# About this exercise
Beginning with the line that holds "The issue was", please retype each line through the end of the listing below, both ends included, and nothing more.
-.-.-
PR #721, opened 2020-03-26
Remove XBMC from interface strings 

### LINKED ISSUE #720: Remove XBMC from interface strings
XBMC was renamed to Kodi almost [6 years ago](https://kodi.tv/article/xbmc-getting-new-name-introducing-kodi-14). Probably, no one is still using versions before 14 up to now.

Shouldn't "XBMC" be dropped from interface strings like this one? https://github.com/xbmc/Kore/blob/e24dcca1ce2e3349f014f898deb4eed786abac78/app/src/main/res/values/strings.xml#L81

homocomputeris:
Closes #720, fixes minor issues (like inconsistent tags) and formats the file for a bit improved readability

### DIFF
--- a/app/src/main/res/values/strings.xml
+++ b/app/src/main/res/values/strings.xml
@@ -84,20 +84,20 @@
     <string name="wizard_welcome_message"><![CDATA[
     Let\'s start by adding a media center. Make sure your Kodi is running, properly configured and on the same network as your device.<br/><br/>
     You can get help configuring it <a href="http://syncedsynapse.com/kore/kore-faq/">here</a>.<br/><br/>
-    When you\'re ready press <b><i>Next</i></b>.
+    When you\'re ready press <b>Next</b>.
     ]]></string>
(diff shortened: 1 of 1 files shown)


homocomputeris:
Maybe it's worth fixing it in the same PR:
- can this string
https://github.com/xbmc/Kore/blob/master/app/src/main/res/values/strings.xml#L256
be reused here?
https://github.com/xbmc/Kore/blob/master/app/src/main/res/values/strings.xml#L257-L266
- is this string
https://github.com/xbmc/Kore/blob/master/app/src/main/res/values/strings.xml#L267
the same as "swipe down"?

SyncedSynapse:
Yes it can be reused, but i don't see much of a gain there.
`pull_to_refresh` isn't being used.

homocomputeris:
> Yes it can be reused, but i don't see much of a gain there.

True. It's just a bit tidier.

PR #477, opened 2016-12-12
ZStd-compression:  cParams.strategy validity check

ssakash:
**Summary of changes**:

* Improve check for unsupported compression parameter.


Cyan4973:
Compilation fails because `enum` are not naturally ordered, then must be casted beforehand.

Note that the added test doesn't look very useful, since `enum` start at zero by default. Therefore, `ZSTD_fast` gets value `0`, so this side of clamping is always correct.

ssakash:
Well, I could still update it by explicit casting and the compilation will succeed. why was this PR closed? I don't see how clamping on both sides is not better instead of only throwing unsupported error for values over `` ZSTD_btopt2``.

ssakash:
Oh, nevermind. I see that you're casting it to an unsigned integer which means that there's no possibility for a negative value. So don't bother re-opening the pull request, it's useless.

PR #483, opened 2016-12-14
fullbench: added test of ZSTD_compressContinue_extDict

inikep:


Cyan4973:
keeping this PR for next version

lib/compress/zstd_compress.c
```diff
@@ -2240,7 +2245,7 @@ static ZSTD_blockCompressor ZSTD_selectBlockCompressor(ZSTD_strategy strat, int
 
 static size_t ZSTD_compressBlock_internal(ZSTD_CCtx* zc, void* dst, size_t dstCapacity, const void* src, size_t srcSize)
 {
-    ZSTD_blockCompressor const blockCompressor = ZSTD_selectBlockCompressor(zc->params.cParams.strategy, zc->lowLimit < zc->dictLimit);
+    ZSTD_blockCompressor const blockCompressor = ZSTD_selectBlockCompressor(zc->params.cParams.strategy, zc->seqStore.forceExtDict || (zc->lowLimit < zc->dictLimit));
```
Cyan4973: minor point : this creates an additional run-time test for a feature which is essentially a test.

inikep: I thought also about:
1) creating hidden `ZSTD_compressBlock_internal_extDict` with `extDict=1` but it forces to create plenty of other hidden functions.
2) creating a new function only to test `ZSTD_selectBlockCompressor` with `extDict=1`

Cyan4973:
I totally agree on the objective, but would favor a method avoiding any impact for normal runtime operations.

Does that sound possible to create a separate `ZSTD_compressBlock_internal()` version which specifically only select `*_extDict()` encoders ?

tests/fullbench.c
```diff
@@ -268,6 +271,13 @@ static size_t benchMem(const void* src, size_t srcSize, U32 benchNb)
         if (g_zcc==NULL) g_zcc = ZSTD_createCCtx();
         break;
     case 12 :
+        if (g_zcc==NULL) g_zcc = ZSTD_createCCtx();
+        if (g_zcc) {
+            seqStore_t* seqStorePtr = ZSTD_getSeqStore(g_zcc);
+            if (seqStorePtr) seqStorePtr->forceExtDict = 1;
```
inikep: Is it a problem? We have hidden functions so I think we can have hidden parameters. `seqStore_t` is not exposed in `zstd.h`. When we unlikely change `seqStore_t` we can change our testing programs.

lib/compress/zstd_compress.c
Cyan4973: > it forces to create plenty of other hidden functions.

Indeed, that can be a deal breaker if too large.
Do we have a precise idea of how many of them would be required ?

inikep:
The issue was that we should also create `extDict` versions of `ZSTD_compress_generic`, `ZSTD_compressContinue_internal`, `ZSTD_compressEnd`.

tests/fullbench.c
Cyan4973: It's a source of future maintenance difficulties (though hopefully its impact is likely going to be limited to `fullbench`). Nothing dramatic though, it's part of the trade-off to find.

lib/compress/zstd_compress.c
inikep: I thought also about:
3. Forcing `zc->lowLimit < zc->dictLimit` to `1` but I was afraid of side-effects.

Cyan4973: Good idea, but it's indeed a bit too risky.
A first obvious side effect is when `zc->dictLimit == 0`.
There are potentially others.
Having a dedicated variable feels a wiser choice.

Cyan4973:
If `fullbench` is the only target, there is a way to achieve the same objective without impacting `zstd` : 
start by compressing 8 bytes from somewhere in memory,
then proceed with compressing the real target data.

This will create a separate memory segment, hence trigger the `extDict` variant.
-.-.-
# Output
The issue was that we should also create `extDict` versions of `ZSTD_compress_generic`, `ZSTD_compressContinue_internal`, `ZSTD_compressEnd`.

tests/fullbench.c
Cyan4973: It's a source of future maintenance difficulties (though hopefully its impact is likely going to be limited to `fullbench`). Nothing dramatic though, it's part of the trade-off to find.

lib/compress/zstd_compress.c
inikep: I thought also about:
3. Forcing `zc->lowLimit < zc->dictLimit` to `1` but I was afraid of side-effects.

Cyan4973: Good idea, but it's indeed a bit too risky.
A first obvious side effect is when `zc->dictLimit == 0`.
There are potentially others.
Having a dedicated variable feels a wiser choice.

Cyan4973:
If `fullbench` is the only target, there is a way to achieve the same objective without impacting `zstd` : 
start by compressing 8 bytes from somewhere in memory,
then proceed with compressing the real target data.

This will create a separate memory segment, hence trigger the `extDict` variant.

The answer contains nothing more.